PR #2929, opened 2018-01-08
ZEN-29333 Allow to update distribution if other version already exists

karolzen:
https://jira.zenoss.com/browse/ZEN-29333
Upgrade of ZPs will fail if custom ZP installed on pre-upgrade system requires higher version of some dependency than to-upgrade package contains.
https://github.com/pypa/setuptools/blob/master/pkg_resources/__init__.py#L776


ssOlexBaiko:
lgtm

PR #4403, opened 2024-04-12
ZEN-34786: Products.ZenHub.services.SyslogConfig  config - is created for all devices

Deer-WarLord:


jpeacock-zenoss (approved):

Products/ZenEvents/zensyslog.py
```diff
@@ -259,6 +318,13 @@ def expand(self, msg, client_address):
         message = '%s %s %s' % (prettyTime, hostname, body)
         return message
 
+    def syslogProcessorConfChangeListener(self, observable, attrName, oldValue, newValue):
+        self.log.debug("Task %s changed %s. Updating it for task %s", observable.name, attrName, self.name)
+        if attrName == "syslogParsers":
```
StevePC, line 323: Need to handle syslogMsgEvtFieldFilterRules here as well, since _updateConfig() will never be called due to no normal collector config ever being created..

StevePC (changes requested):

Products/ZenEvents/zensyslog.py
Deer-WarLord: done

StevePC: see https://github.com/zenoss/zenoss-prodbin/blob/develop/Products/ZenEvents/zensyslog.py#L401 for how syslogMsgEvtFieldFilterRules is set on update, this is incorrect.

StevePC (changes requested):

Products/ZenEvents/zensyslog.py
Deer-WarLord: updated

StevePC (approved):

PR #4408, opened 2024-04-22
Fix: Scheduled jobs were deleted without execution

vsaliieva:
Fixes ZEN-34769.

### DIFF
--- a/Products/Jobber/model.py
+++ b/Products/Jobber/model.py
@@ -386,30 +386,33 @@ def save_scheduled_jobrecord(log, task_id=None, task=None, *args, **kwargs):
     This function is registered as a handler for the task_prerun
     signal.
     """
-    task = get_app().tasks.get(task.name)
-    if task is None:
-        log.warn("Ignoring unknown task: %s", task.name)
-        return
 
-    if task.ignore_result:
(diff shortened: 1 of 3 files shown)


Products/Jobber/model.py
```diff
@@ -380,6 +380,37 @@ def _save_record(log, storage, record):
...
+
+    record = RedisRecord.from_task(task, task_id,  args, kwargs)
+    record.update(
+        {
+            "status": states.PENDING,
+            "created": time.time(),
+        }
+    )
+
+    saved = _save_record(log, storage, record)
```
jpeacock-zenoss, line 408: I realize that `_save_record` already has a check for whether the job record already exists, but I think there should be a check here before calling `_save_record` to avoid seeing the "No user ID submitted with job ..." error twice in the log.

jpeacock-zenoss (changes requested):

Products/Jobber/model.py
vsaliieva: I added a check before _save_record. 
We agree that there are no other suitable signal 'candidates' to use instead of task_prerun

jpeacock-zenoss (approved):

PR #4432, opened 2024-05-07
Fix: purge_logs is not starting

vsaliieva:
Fixes ZEN-34832.

### DIFF
--- a/Products/Jobber/jobs/purge_logs.py
+++ b/Products/Jobber/jobs/purge_logs.py
@@ -23,7 +23,7 @@ from ..zenjobs import app
     summary="Delete the logs of deleted jobs",
     ignore_result=True,
 )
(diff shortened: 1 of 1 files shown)


Products/Jobber/jobs/purge_logs.py
```diff
@@ -22,8 +22,9 @@
     name="zen.zenjobs.purge_logs",
     summary="Delete the logs of deleted jobs",
     ignore_result=True,
+    scheduled=True,
 )
-def purge_logs(self):
+def purge_logs(self, is_scheduled=True):
```
jpeacock-zenoss, line 27: let's leave out the `is_scheduled=True` since `scheduled=True` was added.

jpeacock-zenoss (changes requested):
........
Exercise instructions
Return the lines of the listing where the string "other" appears.

Written response
ZEN-29333 Allow to update distribution if other version already exists
We agree that there are no other suitable signal 'candidates' to use instead of task_prerun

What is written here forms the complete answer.